* **TASK DIRECTIONS**: From the entries, copy out every line in which the word "logger" is found.

Saved data entries:
[Start of Attachment]

PR #4258, opened 2019-10-25
fixes #4225 decouple local storage key amplify-signin-with-hostedUI

### LINKED ISSUE #4225: amplify-signin-with-hostedUI is loosing value when you navigate to other components in React JS
**Describe the bug**
As soon as logged in, amplify-signin-with-hostedUI is going to be true, when you navigate to other components, this key is getting removed from the localstorage, hence Auth.logout() is not working.

**To Reproduce**
create multiple Single Page applications using ReactJS. And and see if you navigate from one app to other app, from the local storage variable amplify-signin-with-hostedUI is getting remove.

refer the ticket AWS case 6508461831 for more information.

Amplifiyer:
_Issue #, if available:_
Fixes: #4225 

_Description of changes:_
Key `amplify-signin-with-hostedUI` was overloaded at two places for apparently disconnected reasons.
* Created a new key `amplify-redirected-from-hosted-ui` to be used in the react package to specify that user has just landed/redirected from the hosted UI.
* This key will help to not call checkUser() right away as Auth.currentAuthenticatedUser may not return credentials right away.
* Updated comments around this workaround and made it clearer.
* Set this new key in `Auth:_handleAuthResponse` as soon as it is determined that the redirected URL was from hostedUI (or OAuth flow) (This has to happen before Authenticator component is mounted)
* As before, the key is removed on the first load (mount) of Authenticator component.


jordanranz:
Curious if the following items are affected by this PR: https://github.com/aws-amplify/amplify-js/blob/94b7181d0c37fa9dbfaec8d09b93c0c9f1246ec3/packages/auth/src/Auth.ts#L119-L125

Amplifiyer:
> Curious if the following items are affected by this PR:
> 
> https://github.com/aws-amplify/amplify-js/blob/94b7181d0c37fa9dbfaec8d09b93c0c9f1246ec3/packages/auth/src/Auth.ts#L119-L125

Yes, the reason for this PR is to decouple react package's workaround (not doing checkUser() only on the first page load after redirected from cognito hosted ui) from this functionality which is to ensure that we always sign out from cognito hosted ui if the user had signed in from hosted ui

packages/aws-amplify-react/src/Auth/Authenticator.tsx
```diff
@@ -152,9 +153,6 @@ export default class Authenticator extends React.Component<
 				case 'customGreetingSignOut':
 					this.handleStateChange('signIn', null);
 					break;
-				case 'parsingCallbackUrl':
```
ashika01: Looks like there is an event dispatched for this case from [here](https://github.com/aws-amplify/amplify-js/pull/4258/files#diff-1cf5b10c87e919f81d5f1ea503f15074L1729) . We might wanna consider why it is there in first place and/or consider putting back this block.

Amplifiyer: yes it has been dispatched from there, bu there are two issues to keep this case
* The event is dispatched even when the URL callback is not from hosted UI but just a page load. This effectively prevents react component to determine if the component is loaded right after the hosted UI
* Even if fix the dispatch such that the event is only for hosted UI redirects, this component is too late to set the hub listener and is always missing the parsingCallbackUrl event locally.
Since this event only was setting the key and we removed that, I saw no point in keeping the switch case here especially because of point 2 above.

Issue #1989, opened 2018-10-25
Amplify Analytics does not batch submit events


lambrospetrou:
**Describe the bug**
The AWS Amplify Analytics do not batch the events, even when using the buffering capabilities offered, but instead submit each event individually (two requests per event, OPTIONS+submission).

I was using the old [amazon mobile analytics](https://github.com/aws/aws-sdk-mobile-analytics-js) and it was batching the events just fine, but upgraded to amplify for the new features and due to the fact that the AMA bundled the whole AWS SDK.

It's unfortunate that this shiny new library does not batch submit the events, resulting in hundreds of API calls in my application, hence restricting me on how many things to record.

**To Reproduce**
1. Enable Amplify analytics using the [default guide](https://aws-amplify.github.io/docs/js/analytics#record-a-custom-event-with-attributes)
2. Call `Analytics.record(...)` many times (10+) in the same second to add events to the buffer
3. Open the **network** section in your web developer tools
4. See the numerous submissions to the API with each submission containing a single event

**Expected behavior**
I expected a submission to contain multiple recorded events, not necessarily to the local buffer size, but definitely not 1 event per API call.

**Desktop (please complete the following information):**
 - OS: Linux, MacOS
 - Browser: Chrome, Firefox, Safari

**Issue in the code**

I believe the problem is [this line of the code](https://github.com/aws-amplify/amplify-js/blob/master/packages/analytics/src/Providers/AWSPinpointProvider.ts#L76) which executes `this._sendFromBuffer(params);` for each individual event from the buffer, which in turn calls `_recordCustomEvent`, which in turn calls [`_generateBatchItemContext(params)`](https://github.com/aws-amplify/amplify-js/blob/master/packages/analytics/src/Providers/AWSPinpointProvider.ts#L341-L343). Note the misleading name, which is not a **BatchItemContext** since it only includes a **single** event.

In my opinion, [this looping over the **buffered** events](https://github.com/aws-amplify/amplify-js/blob/master/packages/analytics/src/Providers/AWSPinpointProvider.ts#L74-L77) should create a batch context containing several events and then doing one API call for each of those batches.

mlabieniec:
The methods you are referencing here are part of a larger update/refactor to the Pinpoint provider to actually support an updated batch events Pinpoint service API that did not exist prior. This update on the Amplify Analytics side should in-turn be complete in the next couple sprints and is in our backlog up next now that the API is available. Will track the release of that update here.

[...]

PR #4289, opened 2019-10-29
feat(analytics): Allow sending batch events

iartemiev:
_Issue #, if available:_
Fixes: #1989

_Description of changes:_
**Enables batch event sending.**

I took out the other features I'm working on as part of the Analytics Refactor because I need to switch over to another task for a little bit and wanted to get this out sooner rather than later.


packages/analytics/__tests__/Providers/AWSPinpointProvider-unit-test.ts
```diff
@@ -501,7 +501,8 @@ describe('AnalyticsProvider test', () => {
 				await analytics.record(params, { resolve, reject });
 
 				const expectedUrl =
-					'https://pinpoint.region.amazonaws.com/v1/apps/appId/events?X-Amz-Algorithm=AWS4-HMAC-SHA256&X-Amz-Credential=accessKeyId%2FisoStrin%2Fregion%2Fmobiletargeting%2Faws4_request&X-Amz-Date=isoString&X-Amz-Security-Token=sessionToken&X-Amz-SignedHeaders=host&X-Amz-Signature=c43336d302010144ca492cc6f42d5545e0ef01c00bc71d99dc7597351f027810';
+					'https://pinpoint.region.amazonaws.com/v1/apps/appId/events/legacy?X-Amz-Algorithm=AWS4-HMAC-SHA256&X-Amz-Credential=accessKeyId%2FisoStrin%2Fregion%2Fmobiletargeting%2Faws4_request&X-Amz-Date=isoString&X-Amz-Security-Token=sessionToken&X-Amz-SignedHeaders=host&X-Amz-Signature=9dfa2a29782d344c56a9ab99fe58db6d1748e097ae418c398b26ab372a23f22f';
```
sammartinez: Can we confirm that `Amz-Credential=accessKeyId%2FisoStrin%2Fregion` is not a typo on the `Strin`? Im just seeing `isoString` in other places

packages/analytics/src/Analytics.ts
```diff
@@ -254,7 +254,7 @@ export default class AnalyticsClass {
 	}
 
 	public async updateEndpoint(attrs, provider?) {
-		const event = Object.assign({ name: '_update_endpoint' }, attrs);
+		const event = { ...attrs, name: '_update_endpoint' };
```
sammartinez: Will this work? We may not have this compile down just want to double check

packages/analytics/src/Providers/AWSPinpointProvider.ts
```diff
@@ -415,36 +619,35 @@ export default class AWSPinpointProvider implements AnalyticsProvider {
...
+			logger.debug('updateEndpoint success', data);
+			this._endpointGenerating = false;
+			return handlers.resolve(data);
+		} catch (err) {
+			logger.debug('updateEndpoint failed', err);
+			if (err.message.startsWith('Exceeded maximum endpoint per user count')) {
+				try {
+					await this._removeUnusedEndpoints(appId, request.User.UserId);
+
+					logger.debug('Remove the unused endpoints successfully');
```
sammartinez: Remove or Removed?

packages/analytics/src/Providers/AWSPinpointProvider.ts
```diff
@@ -644,12 +847,26 @@ export default class AWSPinpointProvider implements AnalyticsProvider {
...
+	private _bufferToMap(buffer: EventBuffer) {
+		return buffer.reduce((acc, curVal) => {
+			const [[key, value]] = Object.entries(curVal);
+			acc[key] = value;
+			return acc;
+		}, {});
+	}
+
+	private _eventError(err: any) {
+		logger.error('record event failed. ', err);
```
sammartinez: Is this space needed after `record event failed. `?

packages/core/src/Credentials.ts
```diff
@@ -158,7 +158,7 @@ export class Credentials {
 		}
 		logger.debug('is this credentials expired?', credentials);
 		const ts = new Date().getTime();
-		const delta = 10 * 60 * 1000; // 10 minutes
+		const delta = 10 * 60 * 1000 - 5000; // 10 minutes minus 5 seconds
```
sammartinez: why the change? Just curious is all. Related to the batch of events?

packages/analytics/src/Analytics.ts
iartemiev: It'll work. We use object prop destructuring elsewhere as well. 
For example: https://github.com/aws-amplify/amplify-js/blob/master/packages/api/src/API.ts#L68

packages/core/src/Credentials.ts
iartemiev: It's not, it's related to the Creds / Retry stuff I'm also working on

Amplifiyer: @elorzafe is also working on something similar (if not same). Let's sync up

iartemiev: I'll take it out for now though

packages/analytics/src/Providers/AWSPinpointProvider.ts
```diff
@@ -79,34 +90,73 @@ export default class AWSPinpointProvider implements AnalyticsProvider {
...
+			const endpointBatchSize =
+				that._endpointBuffer.length < flushSize
+					? that._endpointBuffer.length
+					: flushSize;
+
+			if (!batchSize && !endpointBatchSize) {
+				return;
+			}
+
+			// TODO: figure out if this is still relevant
```
jordanranz: Is this TODO still needed?

iartemiev: Probably not haha. I'll remove it

packages/analytics/src/Providers/AWSPinpointProvider.ts
```diff
@@ -79,34 +90,72 @@ export default class AWSPinpointProvider implements AnalyticsProvider {
...
+			}
+
+			if (that._endpointGenerating && endpointBatchSize) {
 				// If this is the first request sent by Analytics module, we should stop sending remaining requests
 				// to prevent race condition of updating one endpoint when it's being created in the backend
-				if (this._endpointGenerating) break;
+				const firstEvent = that._endpointBuffer.shift();
+				const [{ params, handlers }] = Object.values(firstEvent);
+				that._send(params, handlers);
+				return;
```
elorzafe: that will wait for `flushInterval` to do the next one right?, what happen if customer set that to low value by default. How long should it wait, in case the app sends an immediate event it should wait for that, or maybe there should an exponential retry for an error because of waiting for first update endpoint event?

packages/analytics/src/Providers/AWSPinpointProvider.ts
```diff
@@ -389,15 +565,39 @@ export default class AWSPinpointProvider implements AnalyticsProvider {
...
+
+		const batchEndpointUpdates = this._batchEndpoints(endpointsMap);
+		logger.debug('batchEndpointUpdates', batchEndpointUpdates);
+
+		try {
+			const data = await this.pinpointClient
+				.updateEndpointsBatch(batchEndpointUpdates)
+				.promise();
+
+			// TODO: handle response
```
elorzafe: I think you are missing something here ;)

packages/analytics/src/Providers/AWSPinpointProvider.ts
```diff
@@ -79,34 +90,72 @@ export default class AWSPinpointProvider implements AnalyticsProvider {
...
 		const that = this;
-		this._timer = setInterval(() => {
-			const size =
-				this._buffer.length < flushSize ? this._buffer.length : flushSize;
-			for (let i = 0; i < size; i += 1) {
-				const { params, handlers } = this._buffer.shift();
-				that._send(params, handlers);
+
+		this._timer = setInterval(async () => {
+			await that._getCredentials(); // TODO: set class creds here
```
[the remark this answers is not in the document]
elorzafe: There might be a refactor on `_initClients` method, because the credentials are not store on this provider

packages/analytics/src/Providers/AWSPinpointProvider.ts
```diff
@@ -369,6 +544,7 @@ export default class AWSPinpointProvider implements AnalyticsProvider {
 	}
 
 	private _retry(params, handlers) {
+		logger.debug('_retry', params, handlers);
```
elorzafe: I think this retry logic has a bug since a long time, is putting the retryable events on the end of the buffer, or maybe it shouldn't be an issue. What do you think?

packages/analytics/src/Providers/AWSPinpointProvider.ts
```diff
@@ -79,34 +90,72 @@ export default class AWSPinpointProvider implements AnalyticsProvider {
...
 		if (this._buffer.length < bufferSize) {
-			this._buffer.push({ params, handlers });
+			const {
+				event: { eventId, name },
+			} = params;
+
+			const bufferElement = { [eventId]: { params, handlers } };
+
+			if (name === UPDATE_ENDPOINT) {
+				this._endpointBuffer.push(bufferElement);
```
elorzafe: this could be an issue with `updateEndpoint`, for retry it will put it on the end of the buffer an can override other updateEndpoints (basically processing in sequence it will be broken)

iartemiev:
Closed this PR and re-opened as #4377 due to unintentionally getting my local branch too far out of sync with this one through rebasing latest master, etc.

[End of Attachment]

* **ANSWER TO THIS PROBLEM**:
+			logger.debug('updateEndpoint success', data);
+			logger.debug('updateEndpoint failed', err);
+					logger.debug('Remove the unused endpoints successfully');
+		logger.error('record event failed. ', err);
 		logger.debug('is this credentials expired?', credentials);
+		logger.debug('batchEndpointUpdates', batchEndpointUpdates);
+		logger.debug('_retry', params, handlers);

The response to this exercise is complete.